BEGIN Supplied material
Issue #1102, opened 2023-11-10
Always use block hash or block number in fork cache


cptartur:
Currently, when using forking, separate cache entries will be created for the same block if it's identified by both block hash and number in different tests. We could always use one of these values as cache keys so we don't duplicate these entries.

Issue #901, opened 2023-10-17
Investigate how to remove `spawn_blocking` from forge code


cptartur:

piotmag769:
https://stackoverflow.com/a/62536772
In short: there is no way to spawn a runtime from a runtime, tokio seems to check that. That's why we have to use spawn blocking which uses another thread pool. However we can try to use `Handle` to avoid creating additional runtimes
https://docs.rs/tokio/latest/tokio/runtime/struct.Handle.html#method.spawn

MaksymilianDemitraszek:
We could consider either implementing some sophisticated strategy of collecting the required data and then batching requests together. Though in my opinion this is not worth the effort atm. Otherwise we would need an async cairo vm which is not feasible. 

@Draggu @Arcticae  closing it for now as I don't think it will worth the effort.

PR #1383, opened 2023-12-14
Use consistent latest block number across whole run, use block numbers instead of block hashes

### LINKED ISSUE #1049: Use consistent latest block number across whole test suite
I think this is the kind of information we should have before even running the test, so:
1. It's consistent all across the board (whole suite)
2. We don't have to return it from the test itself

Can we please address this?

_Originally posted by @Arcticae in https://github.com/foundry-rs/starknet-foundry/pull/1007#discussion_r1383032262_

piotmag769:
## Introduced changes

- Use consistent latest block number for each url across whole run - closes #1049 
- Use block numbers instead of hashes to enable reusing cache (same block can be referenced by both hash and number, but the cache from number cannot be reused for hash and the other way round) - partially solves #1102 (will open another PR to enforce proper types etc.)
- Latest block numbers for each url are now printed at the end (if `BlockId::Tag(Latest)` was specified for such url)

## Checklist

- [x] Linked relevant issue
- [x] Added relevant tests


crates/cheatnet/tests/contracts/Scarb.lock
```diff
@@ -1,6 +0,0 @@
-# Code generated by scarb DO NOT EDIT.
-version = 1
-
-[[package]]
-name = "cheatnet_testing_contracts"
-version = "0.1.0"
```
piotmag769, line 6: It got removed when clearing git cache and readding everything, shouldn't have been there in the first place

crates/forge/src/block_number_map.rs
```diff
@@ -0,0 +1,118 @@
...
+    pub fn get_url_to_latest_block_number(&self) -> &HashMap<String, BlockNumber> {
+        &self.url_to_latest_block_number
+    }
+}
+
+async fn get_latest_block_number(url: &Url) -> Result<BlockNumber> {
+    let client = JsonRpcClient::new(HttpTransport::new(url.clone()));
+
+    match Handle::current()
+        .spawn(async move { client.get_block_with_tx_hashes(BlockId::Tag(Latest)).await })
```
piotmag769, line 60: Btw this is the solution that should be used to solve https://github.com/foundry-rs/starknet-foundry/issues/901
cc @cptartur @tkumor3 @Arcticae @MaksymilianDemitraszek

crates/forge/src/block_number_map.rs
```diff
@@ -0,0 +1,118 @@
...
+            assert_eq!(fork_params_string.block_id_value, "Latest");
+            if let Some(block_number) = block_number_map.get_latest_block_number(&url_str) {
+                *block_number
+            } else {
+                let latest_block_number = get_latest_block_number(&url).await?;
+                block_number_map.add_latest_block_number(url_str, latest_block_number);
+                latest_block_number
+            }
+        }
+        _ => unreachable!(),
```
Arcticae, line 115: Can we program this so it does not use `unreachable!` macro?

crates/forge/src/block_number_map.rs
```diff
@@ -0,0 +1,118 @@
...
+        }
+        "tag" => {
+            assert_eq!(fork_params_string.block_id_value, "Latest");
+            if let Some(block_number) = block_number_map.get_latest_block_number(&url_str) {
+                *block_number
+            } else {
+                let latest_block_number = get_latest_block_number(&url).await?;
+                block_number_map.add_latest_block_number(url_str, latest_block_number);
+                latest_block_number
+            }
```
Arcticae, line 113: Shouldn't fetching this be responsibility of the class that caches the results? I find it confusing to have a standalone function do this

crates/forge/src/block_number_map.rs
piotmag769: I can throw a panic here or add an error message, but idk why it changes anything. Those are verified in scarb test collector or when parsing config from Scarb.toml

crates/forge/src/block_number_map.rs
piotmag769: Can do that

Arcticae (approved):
END Supplied material
Task goal: Transcribe all of the data exactly, leaving no line out.

Exercise solution:
Issue #1102, opened 2023-11-10
Always use block hash or block number in fork cache


cptartur:
Currently, when using forking, separate cache entries will be created for the same block if it's identified by both block hash and number in different tests. We could always use one of these values as cache keys so we don't duplicate these entries.

Issue #901, opened 2023-10-17
Investigate how to remove `spawn_blocking` from forge code


cptartur:

piotmag769:
https://stackoverflow.com/a/62536772
In short: there is no way to spawn a runtime from a runtime, tokio seems to check that. That's why we have to use spawn blocking which uses another thread pool. However we can try to use `Handle` to avoid creating additional runtimes
https://docs.rs/tokio/latest/tokio/runtime/struct.Handle.html#method.spawn

MaksymilianDemitraszek:
We could consider either implementing some sophisticated strategy of collecting the required data and then batching requests together. Though in my opinion this is not worth the effort atm. Otherwise we would need an async cairo vm which is not feasible. 

@Draggu @Arcticae  closing it for now as I don't think it will worth the effort.

PR #1383, opened 2023-12-14
Use consistent latest block number across whole run, use block numbers instead of block hashes

### LINKED ISSUE #1049: Use consistent latest block number across whole test suite
I think this is the kind of information we should have before even running the test, so:
1. It's consistent all across the board (whole suite)
2. We don't have to return it from the test itself

Can we please address this?

_Originally posted by @Arcticae in https://github.com/foundry-rs/starknet-foundry/pull/1007#discussion_r1383032262_

piotmag769:
## Introduced changes

- Use consistent latest block number for each url across whole run - closes #1049 
- Use block numbers instead of hashes to enable reusing cache (same block can be referenced by both hash and number, but the cache from number cannot be reused for hash and the other way round) - partially solves #1102 (will open another PR to enforce proper types etc.)
- Latest block numbers for each url are now printed at the end (if `BlockId::Tag(Latest)` was specified for such url)

## Checklist

- [x] Linked relevant issue
- [x] Added relevant tests


crates/cheatnet/tests/contracts/Scarb.lock
```diff
@@ -1,6 +0,0 @@
-# Code generated by scarb DO NOT EDIT.
-version = 1
-
-[[package]]
-name = "cheatnet_testing_contracts"
-version = "0.1.0"
```
piotmag769, line 6: It got removed when clearing git cache and readding everything, shouldn't have been there in the first place

crates/forge/src/block_number_map.rs
```diff
@@ -0,0 +1,118 @@
...
+    pub fn get_url_to_latest_block_number(&self) -> &HashMap<String, BlockNumber> {
+        &self.url_to_latest_block_number
+    }
+}
+
+async fn get_latest_block_number(url: &Url) -> Result<BlockNumber> {
+    let client = JsonRpcClient::new(HttpTransport::new(url.clone()));
+
+    match Handle::current()
+        .spawn(async move { client.get_block_with_tx_hashes(BlockId::Tag(Latest)).await })
```
piotmag769, line 60: Btw this is the solution that should be used to solve https://github.com/foundry-rs/starknet-foundry/issues/901
cc @cptartur @tkumor3 @Arcticae @MaksymilianDemitraszek

crates/forge/src/block_number_map.rs
```diff
@@ -0,0 +1,118 @@
...
+            assert_eq!(fork_params_string.block_id_value, "Latest");
+            if let Some(block_number) = block_number_map.get_latest_block_number(&url_str) {
+                *block_number
+            } else {
+                let latest_block_number = get_latest_block_number(&url).await?;
+                block_number_map.add_latest_block_number(url_str, latest_block_number);
+                latest_block_number
+            }
+        }
+        _ => unreachable!(),
```
Arcticae, line 115: Can we program this so it does not use `unreachable!` macro?

crates/forge/src/block_number_map.rs
```diff
@@ -0,0 +1,118 @@
...
+        }
+        "tag" => {
+            assert_eq!(fork_params_string.block_id_value, "Latest");
+            if let Some(block_number) = block_number_map.get_latest_block_number(&url_str) {
+                *block_number
+            } else {
+                let latest_block_number = get_latest_block_number(&url).await?;
+                block_number_map.add_latest_block_number(url_str, latest_block_number);
+                latest_block_number
+            }
```
Arcticae, line 113: Shouldn't fetching this be responsibility of the class that caches the results? I find it confusing to have a standalone function do this

crates/forge/src/block_number_map.rs
piotmag769: I can throw a panic here or add an error message, but idk why it changes anything. Those are verified in scarb test collector or when parsing config from Scarb.toml

crates/forge/src/block_number_map.rs
piotmag769: Can do that

Arcticae (approved):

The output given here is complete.